■ **Collected data entries**
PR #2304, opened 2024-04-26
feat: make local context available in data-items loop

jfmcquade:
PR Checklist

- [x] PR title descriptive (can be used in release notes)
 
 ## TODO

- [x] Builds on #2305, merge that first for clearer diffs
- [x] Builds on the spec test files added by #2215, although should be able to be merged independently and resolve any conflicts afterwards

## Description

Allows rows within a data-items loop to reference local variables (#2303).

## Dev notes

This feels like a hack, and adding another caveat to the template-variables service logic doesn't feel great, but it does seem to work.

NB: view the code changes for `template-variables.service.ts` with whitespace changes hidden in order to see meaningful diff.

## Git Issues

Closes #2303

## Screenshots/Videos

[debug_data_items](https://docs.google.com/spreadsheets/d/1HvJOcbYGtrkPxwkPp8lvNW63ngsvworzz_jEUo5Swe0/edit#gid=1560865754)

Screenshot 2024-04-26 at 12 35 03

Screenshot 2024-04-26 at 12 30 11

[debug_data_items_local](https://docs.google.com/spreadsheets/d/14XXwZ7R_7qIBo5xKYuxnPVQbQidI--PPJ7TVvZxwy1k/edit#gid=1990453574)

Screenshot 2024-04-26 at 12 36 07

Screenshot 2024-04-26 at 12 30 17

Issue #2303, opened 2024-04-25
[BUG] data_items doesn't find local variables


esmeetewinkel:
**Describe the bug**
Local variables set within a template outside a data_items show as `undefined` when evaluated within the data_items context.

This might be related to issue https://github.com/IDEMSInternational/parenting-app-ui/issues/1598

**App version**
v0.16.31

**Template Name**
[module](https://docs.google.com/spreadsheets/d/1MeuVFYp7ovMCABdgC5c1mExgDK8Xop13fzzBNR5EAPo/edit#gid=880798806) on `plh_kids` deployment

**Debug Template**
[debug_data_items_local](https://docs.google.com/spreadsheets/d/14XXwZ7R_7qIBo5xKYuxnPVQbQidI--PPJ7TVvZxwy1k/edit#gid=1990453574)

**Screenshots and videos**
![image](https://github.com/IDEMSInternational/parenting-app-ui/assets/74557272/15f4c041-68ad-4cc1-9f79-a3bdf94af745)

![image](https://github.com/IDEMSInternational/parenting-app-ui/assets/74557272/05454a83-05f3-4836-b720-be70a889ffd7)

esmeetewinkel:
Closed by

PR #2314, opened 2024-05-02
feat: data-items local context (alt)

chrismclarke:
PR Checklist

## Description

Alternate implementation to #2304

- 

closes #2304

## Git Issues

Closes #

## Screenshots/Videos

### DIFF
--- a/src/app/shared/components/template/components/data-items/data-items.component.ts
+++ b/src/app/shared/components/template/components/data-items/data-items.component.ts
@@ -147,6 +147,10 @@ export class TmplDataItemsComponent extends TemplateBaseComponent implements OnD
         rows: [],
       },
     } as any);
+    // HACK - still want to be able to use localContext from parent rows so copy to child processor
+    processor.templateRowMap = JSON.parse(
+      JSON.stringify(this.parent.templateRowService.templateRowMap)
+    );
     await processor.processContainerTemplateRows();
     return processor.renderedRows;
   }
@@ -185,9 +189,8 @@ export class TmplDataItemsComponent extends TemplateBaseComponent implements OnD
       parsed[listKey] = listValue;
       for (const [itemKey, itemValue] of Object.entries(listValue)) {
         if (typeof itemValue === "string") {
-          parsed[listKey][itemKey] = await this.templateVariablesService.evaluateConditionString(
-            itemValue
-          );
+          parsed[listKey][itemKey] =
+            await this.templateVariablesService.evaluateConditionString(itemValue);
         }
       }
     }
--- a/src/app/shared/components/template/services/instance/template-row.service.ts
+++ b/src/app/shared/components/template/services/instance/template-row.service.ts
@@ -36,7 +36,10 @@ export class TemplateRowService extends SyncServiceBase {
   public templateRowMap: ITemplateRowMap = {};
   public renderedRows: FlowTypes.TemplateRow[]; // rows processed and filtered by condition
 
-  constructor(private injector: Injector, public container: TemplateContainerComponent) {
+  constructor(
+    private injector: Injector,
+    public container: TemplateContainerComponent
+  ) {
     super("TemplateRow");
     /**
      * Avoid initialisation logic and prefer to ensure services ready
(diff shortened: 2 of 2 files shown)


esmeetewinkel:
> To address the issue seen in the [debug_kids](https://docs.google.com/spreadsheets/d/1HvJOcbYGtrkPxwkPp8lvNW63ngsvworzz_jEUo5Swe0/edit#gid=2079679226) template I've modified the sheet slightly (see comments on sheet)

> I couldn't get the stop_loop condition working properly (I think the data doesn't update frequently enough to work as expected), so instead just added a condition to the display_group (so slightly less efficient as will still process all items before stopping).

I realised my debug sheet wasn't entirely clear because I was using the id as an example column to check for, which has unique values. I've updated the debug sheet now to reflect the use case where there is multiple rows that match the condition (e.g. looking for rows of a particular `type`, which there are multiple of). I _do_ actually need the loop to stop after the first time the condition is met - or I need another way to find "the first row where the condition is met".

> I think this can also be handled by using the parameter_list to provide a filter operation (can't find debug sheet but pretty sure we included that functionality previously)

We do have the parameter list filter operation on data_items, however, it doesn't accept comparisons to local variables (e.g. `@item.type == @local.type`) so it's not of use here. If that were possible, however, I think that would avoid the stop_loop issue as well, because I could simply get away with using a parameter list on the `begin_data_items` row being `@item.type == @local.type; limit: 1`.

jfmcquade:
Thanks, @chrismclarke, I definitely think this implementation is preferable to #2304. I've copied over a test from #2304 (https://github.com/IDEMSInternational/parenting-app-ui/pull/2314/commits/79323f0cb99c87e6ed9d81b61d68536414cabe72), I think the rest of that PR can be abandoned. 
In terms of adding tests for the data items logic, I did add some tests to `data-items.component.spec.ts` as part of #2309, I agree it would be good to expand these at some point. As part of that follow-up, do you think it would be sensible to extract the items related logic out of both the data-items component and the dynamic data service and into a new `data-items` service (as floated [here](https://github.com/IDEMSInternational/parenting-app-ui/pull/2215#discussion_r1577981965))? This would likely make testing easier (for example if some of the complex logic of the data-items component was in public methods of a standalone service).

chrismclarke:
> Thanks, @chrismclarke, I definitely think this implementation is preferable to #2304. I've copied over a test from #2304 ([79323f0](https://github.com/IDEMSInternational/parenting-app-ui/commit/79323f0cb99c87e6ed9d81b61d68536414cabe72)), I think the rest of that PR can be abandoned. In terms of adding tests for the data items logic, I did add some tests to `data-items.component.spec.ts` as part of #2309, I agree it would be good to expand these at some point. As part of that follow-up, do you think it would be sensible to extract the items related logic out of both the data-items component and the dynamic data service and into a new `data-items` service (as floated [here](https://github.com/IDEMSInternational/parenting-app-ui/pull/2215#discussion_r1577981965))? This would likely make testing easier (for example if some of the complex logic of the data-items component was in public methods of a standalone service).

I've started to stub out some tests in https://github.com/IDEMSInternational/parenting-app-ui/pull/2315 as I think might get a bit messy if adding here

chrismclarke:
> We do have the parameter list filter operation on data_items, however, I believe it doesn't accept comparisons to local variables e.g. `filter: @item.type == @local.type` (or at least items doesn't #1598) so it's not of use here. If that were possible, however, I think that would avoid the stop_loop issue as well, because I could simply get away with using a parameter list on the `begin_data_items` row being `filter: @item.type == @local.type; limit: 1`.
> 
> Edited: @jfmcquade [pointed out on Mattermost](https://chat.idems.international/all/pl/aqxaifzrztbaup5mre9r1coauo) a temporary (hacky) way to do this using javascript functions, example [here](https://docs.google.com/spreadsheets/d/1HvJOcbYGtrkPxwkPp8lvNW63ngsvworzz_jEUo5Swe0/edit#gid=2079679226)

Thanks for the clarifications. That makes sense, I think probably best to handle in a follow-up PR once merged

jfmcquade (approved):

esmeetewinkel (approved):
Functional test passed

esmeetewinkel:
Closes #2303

■ **Action item**
Every entry needs to be retyped exactly.

■ **Written solution**
PR #2304, opened 2024-04-26
feat: make local context available in data-items loop

jfmcquade:
PR Checklist

- [x] PR title descriptive (can be used in release notes)
 
 ## TODO

- [x] Builds on #2305, merge that first for clearer diffs
- [x] Builds on the spec test files added by #2215, although should be able to be merged independently and resolve any conflicts afterwards

## Description

Allows rows within a data-items loop to reference local variables (#2303).

## Dev notes

This feels like a hack, and adding another caveat to the template-variables service logic doesn't feel great, but it does seem to work.

NB: view the code changes for `template-variables.service.ts` with whitespace changes hidden in order to see meaningful diff.

## Git Issues

Closes #2303

## Screenshots/Videos

[debug_data_items](https://docs.google.com/spreadsheets/d/1HvJOcbYGtrkPxwkPp8lvNW63ngsvworzz_jEUo5Swe0/edit#gid=1560865754)

Screenshot 2024-04-26 at 12 35 03

Screenshot 2024-04-26 at 12 30 11

[debug_data_items_local](https://docs.google.com/spreadsheets/d/14XXwZ7R_7qIBo5xKYuxnPVQbQidI--PPJ7TVvZxwy1k/edit#gid=1990453574)

Screenshot 2024-04-26 at 12 36 07

Screenshot 2024-04-26 at 12 30 17

Issue #2303, opened 2024-04-25
[BUG] data_items doesn't find local variables


esmeetewinkel:
**Describe the bug**
Local variables set within a template outside a data_items show as `undefined` when evaluated within the data_items context.

This might be related to issue https://github.com/IDEMSInternational/parenting-app-ui/issues/1598

**App version**
v0.16.31

**Template Name**
[module](https://docs.google.com/spreadsheets/d/1MeuVFYp7ovMCABdgC5c1mExgDK8Xop13fzzBNR5EAPo/edit#gid=880798806) on `plh_kids` deployment

**Debug Template**
[debug_data_items_local](https://docs.google.com/spreadsheets/d/14XXwZ7R_7qIBo5xKYuxnPVQbQidI--PPJ7TVvZxwy1k/edit#gid=1990453574)

**Screenshots and videos**
![image](https://github.com/IDEMSInternational/parenting-app-ui/assets/74557272/15f4c041-68ad-4cc1-9f79-a3bdf94af745)

![image](https://github.com/IDEMSInternational/parenting-app-ui/assets/74557272/05454a83-05f3-4836-b720-be70a889ffd7)

esmeetewinkel:
Closed by

PR #2314, opened 2024-05-02
feat: data-items local context (alt)

chrismclarke:
PR Checklist

## Description

Alternate implementation to #2304

- 

closes #2304

## Git Issues

Closes #

## Screenshots/Videos

### DIFF
--- a/src/app/shared/components/template/components/data-items/data-items.component.ts
+++ b/src/app/shared/components/template/components/data-items/data-items.component.ts
@@ -147,6 +147,10 @@ export class TmplDataItemsComponent extends TemplateBaseComponent implements OnD
         rows: [],
       },
     } as any);
+    // HACK - still want to be able to use localContext from parent rows so copy to child processor
+    processor.templateRowMap = JSON.parse(
+      JSON.stringify(this.parent.templateRowService.templateRowMap)
+    );
     await processor.processContainerTemplateRows();
     return processor.renderedRows;
   }
@@ -185,9 +189,8 @@ export class TmplDataItemsComponent extends TemplateBaseComponent implements OnD
       parsed[listKey] = listValue;
       for (const [itemKey, itemValue] of Object.entries(listValue)) {
         if (typeof itemValue === "string") {
-          parsed[listKey][itemKey] = await this.templateVariablesService.evaluateConditionString(
-            itemValue
-          );
+          parsed[listKey][itemKey] =
+            await this.templateVariablesService.evaluateConditionString(itemValue);
         }
       }
     }
--- a/src/app/shared/components/template/services/instance/template-row.service.ts
+++ b/src/app/shared/components/template/services/instance/template-row.service.ts
@@ -36,7 +36,10 @@ export class TemplateRowService extends SyncServiceBase {
   public templateRowMap: ITemplateRowMap = {};
   public renderedRows: FlowTypes.TemplateRow[]; // rows processed and filtered by condition
 
-  constructor(private injector: Injector, public container: TemplateContainerComponent) {
+  constructor(
+    private injector: Injector,
+    public container: TemplateContainerComponent
+  ) {
     super("TemplateRow");
     /**
      * Avoid initialisation logic and prefer to ensure services ready
(diff shortened: 2 of 2 files shown)


esmeetewinkel:
> To address the issue seen in the [debug_kids](https://docs.google.com/spreadsheets/d/1HvJOcbYGtrkPxwkPp8lvNW63ngsvworzz_jEUo5Swe0/edit#gid=2079679226) template I've modified the sheet slightly (see comments on sheet)

> I couldn't get the stop_loop condition working properly (I think the data doesn't update frequently enough to work as expected), so instead just added a condition to the display_group (so slightly less efficient as will still process all items before stopping).

I realised my debug sheet wasn't entirely clear because I was using the id as an example column to check for, which has unique values. I've updated the debug sheet now to reflect the use case where there is multiple rows that match the condition (e.g. looking for rows of a particular `type`, which there are multiple of). I _do_ actually need the loop to stop after the first time the condition is met - or I need another way to find "the first row where the condition is met".

> I think this can also be handled by using the parameter_list to provide a filter operation (can't find debug sheet but pretty sure we included that functionality previously)

We do have the parameter list filter operation on data_items, however, it doesn't accept comparisons to local variables (e.g. `@item.type == @local.type`) so it's not of use here. If that were possible, however, I think that would avoid the stop_loop issue as well, because I could simply get away with using a parameter list on the `begin_data_items` row being `@item.type == @local.type; limit: 1`.

jfmcquade:
Thanks, @chrismclarke, I definitely think this implementation is preferable to #2304. I've copied over a test from #2304 (https://github.com/IDEMSInternational/parenting-app-ui/pull/2314/commits/79323f0cb99c87e6ed9d81b61d68536414cabe72), I think the rest of that PR can be abandoned. 
In terms of adding tests for the data items logic, I did add some tests to `data-items.component.spec.ts` as part of #2309, I agree it would be good to expand these at some point. As part of that follow-up, do you think it would be sensible to extract the items related logic out of both the data-items component and the dynamic data service and into a new `data-items` service (as floated [here](https://github.com/IDEMSInternational/parenting-app-ui/pull/2215#discussion_r1577981965))? This would likely make testing easier (for example if some of the complex logic of the data-items component was in public methods of a standalone service).

chrismclarke:
> Thanks, @chrismclarke, I definitely think this implementation is preferable to #2304. I've copied over a test from #2304 ([79323f0](https://github.com/IDEMSInternational/parenting-app-ui/commit/79323f0cb99c87e6ed9d81b61d68536414cabe72)), I think the rest of that PR can be abandoned. In terms of adding tests for the data items logic, I did add some tests to `data-items.component.spec.ts` as part of #2309, I agree it would be good to expand these at some point. As part of that follow-up, do you think it would be sensible to extract the items related logic out of both the data-items component and the dynamic data service and into a new `data-items` service (as floated [here](https://github.com/IDEMSInternational/parenting-app-ui/pull/2215#discussion_r1577981965))? This would likely make testing easier (for example if some of the complex logic of the data-items component was in public methods of a standalone service).

I've started to stub out some tests in https://github.com/IDEMSInternational/parenting-app-ui/pull/2315 as I think might get a bit messy if adding here

chrismclarke:
> We do have the parameter list filter operation on data_items, however, I believe it doesn't accept comparisons to local variables e.g. `filter: @item.type == @local.type` (or at least items doesn't #1598) so it's not of use here. If that were possible, however, I think that would avoid the stop_loop issue as well, because I could simply get away with using a parameter list on the `begin_data_items` row being `filter: @item.type == @local.type; limit: 1`.
> 
> Edited: @jfmcquade [pointed out on Mattermost](https://chat.idems.international/all/pl/aqxaifzrztbaup5mre9r1coauo) a temporary (hacky) way to do this using javascript functions, example [here](https://docs.google.com/spreadsheets/d/1HvJOcbYGtrkPxwkPp8lvNW63ngsvworzz_jEUo5Swe0/edit#gid=2079679226)

Thanks for the clarifications. That makes sense, I think probably best to handle in a follow-up PR once merged

jfmcquade (approved):

esmeetewinkel (approved):
Functional test passed

esmeetewinkel:
Closes #2303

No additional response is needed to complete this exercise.